Gloucestershire County Council set up a rapid testing centre at the Royal Agricultural University in Cirencester in early December. The university has a small number of students – just over 1,000 - and so it offered a great chance to pilot testing with their students before they returned home for Christmas. A local sixth form college and secondary school were also given access to the site.
The testing centre was set up in a hall on the campus. It ran for three weeks in the run up to Christmas.
Deputy Director of Public Health Siobhan Farmer said: “We had initially planned to use the testing centre for care home visitors, but then the government announced this would happen nationally.
When we heard the university were happy to work with us, it seemed the ideal opportunity to test out our plans and learn for the future. It taught us a lot, which has helped us develop our approach and enabled us to share what we found worked well with other councils.”

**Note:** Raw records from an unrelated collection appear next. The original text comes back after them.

PR #190, opened 2023-12-20
health check unit tests

pixelsoccupied:
/cc @donpenney 
/cc @Missxiaoguo 
/cc @jc-rh

### DIFF
--- a/internal/healthcheck/healthcheck_test.go
+++ b/internal/healthcheck/healthcheck_test.go
@@ -1,0 +1,655 @@
+package healthcheck
+
+import (
+	"github.com/go-logr/logr"
+	configv1 "github.com/openshift/api/config/v1"
+	mcv1 "github.com/openshift/api/machineconfiguration/v1"
+	operatorsv1alpha1 "github.com/operator-framework/api/pkg/operators/v1alpha1"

After that, the council set up a community rapid testing centre in Gloucester, in an area of higher deprivation, where we know that the community has been more impacted by COVID-19. A community centre was chosen that was well known to the local population.
Ms Farmer said: “Infection rates were rising and we know this population is particularly vulnerable so that’s why we chose that area. We were soon in a national lockdown, so we have had to be careful about the messaging as we want all those that can stay at home, to do so.
“We know some people in our target communities are more likely to be in jobs and roles which mean that they still have to leave home for work, so we were encouraging them to come forward for testing.
At first, we promoted it just to people in the areas surrounding the centre, but we have now extended that to people living and working in the whole city.”
The centre works on a booking system and users are assisted in carrying out the test with a member of staff providing guidance from behind a Perspex screen.
The centre can test more than 500 people a day, using 10 booths, but has been operating at just over half its capacity, with six booths running. Between 12 to 16 staff are need per shift with two team leaders on site to manage them.
Head of Transformation Jennifer Taylor said staffing the centres has been a real challenge. “When we ran the centre at the RAU we had redeployed around 10 staff, including colleagues from the fire and rescue service. But with the Gloucester site we have had to rely more on recruiting agency staff.
“There are plenty of people looking for work. We have recruited a number of people who used to work in the hospitality industry – they are ideally suited because of their people skills.
“But we have found there is quite a high turnover. The centre is open 8am to 7pm, seven days a week and because we don’t know how long they will be running for – the government has only said for the foreseeable future – we cannot offer long-term contracts, so that creates a degree of uncertainty for staff.”
Ms Taylor said the council has made changes to the way the centre is run. “When people turn up they have a QR code they need to scan and we have to collect their personal details. This is only meant to take 10 minutes – and for those who are digitally savvy you can go through it much more quickly.
“But not everyone is. Some do not have mobile phones or English may not be their first language. We began to get concerned about social distancing and so introduced some booths in the reception area.
“Another step we have taken with the Gloucester centre is to appoint a site operations manager. It is someone with a military background and has proved invaluable. There is a lot of logistics to manage – you cannot underestimate that. There are stock levels, PPE and risk assessments to do.”
Gloucestershire is looking to set up other community rapid testing centres in Cirencester and the Forest of Dean area, which had higher levels of infections during wave three.
Ms Farmer said: “With rural areas such as the Forest of Dean we will have to think carefully about making sure there is good access. You need quite specific requirements - a hard floor, not carpet, so that you can clean if you drop the agents, good ventilation, square footage, separate entrance and exits.
“As strange as it may sound, there are not that many spaces like that, even in a big county like ours, especially with sites already having been taken for vaccination and PCR testing.
“Beyond that, we will have to see how this develops. There is a big expectation for these testing centres. But we would need a significant number to fully cover a county the size of ours. However, there are costs – and we need to be able to justify that investment of time and money and we don’t yet know what the future holds for this testing strategy. We have thought about a mobile unit, but the numbers of sites we might need to deploy that to make this difficult.
“We think rapid testing does have a role to play in breaking cycles of transmission, but we would like a more detailed long-term national strategy to help us develop at a pace that makes best use of our resources at a time when we also need to make sure the public have good information about and access to the vaccination rollout.”